• [WORK ITEM]: Reproduce exactly the opening lines of the listing, stopping after the line that contains "### Description" and including it.

• [RECORDS SUPPLIED]:
PR #2275, opened 2022-03-14
Implement more accurate wheel finding using the packaging tags module

hoodmane:
### Description

This adds a `find_matching_wheels` function that correctly determines which wheels the Pyodide interpreter supports according to the platform compatibility tags spec. This should fix problems with extra host platform wheels lying around or wheels built for different versions of Python (e.g., cp39 vs cp310).

### Checklists

- [x] Add / update tests

### DIFF
--- a/pyodide-build/pyodide_build/common.py
+++ b/pyodide-build/pyodide_build/common.py
@@ -1,7 +1,34 @@
 import functools
 import subprocess
 from pathlib import Path
-from typing import Optional
+from typing import Iterable, Iterator, Optional
+
+from packaging.tags import Tag, compatible_tags, cpython_tags, parse_tag
+
+PLATFORM = "emscripten_wasm32"
+
+
+def pyodide_tags() -> Iterator[Tag]:
+    """
+    Returns the sequence of tag triples for the running interpreter.
+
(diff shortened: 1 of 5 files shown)


pyodide-build/pyodide_build/common.py
```diff
@@ -1,7 +1,45 @@
...
+    ----------
+    wheel_paths
+        A list of paths to wheels
+
+    Returns
+    -------
+    The subset of wheel_paths that have tags that match the Pyodide interpreter.
+    """
+    wheel_tags_list: list[tuple[Path, frozenset[Tag]]] = [
+        (wheel, parse_tag(wheel.stem.split("-", 2)[-1])) for wheel in wheel_paths
```
ryanking13, line 36: can't we use [parse_wheel_filename](https://packaging.pypa.io/en/latest/utils.html#packaging.utils.parse_wheel_filename) instead? (for here and other places)

ryanking13 (approved):
Thanks, @hoodmane! LGTM with a minor comment.

pyodide-build/pyodide_build/common.py
hoodmane: Good point.

PR #2276, opened 2022-03-15
Fix emscripten patch paths

hoodmane:
Having to add `emsdk/upstream/emscripten` to all the emscripten patches is a nuisance. If at some point we want to patch a file in a different folder, we can separate the patches into multiple folders. In particular this should make it easy to migrate patches using `git am`, `git rebase`, and `git format-patch`.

• [THE ANSWER]:
PR #2275, opened 2022-03-14
Implement more accurate wheel finding using the packaging tags module

hoodmane:
### Description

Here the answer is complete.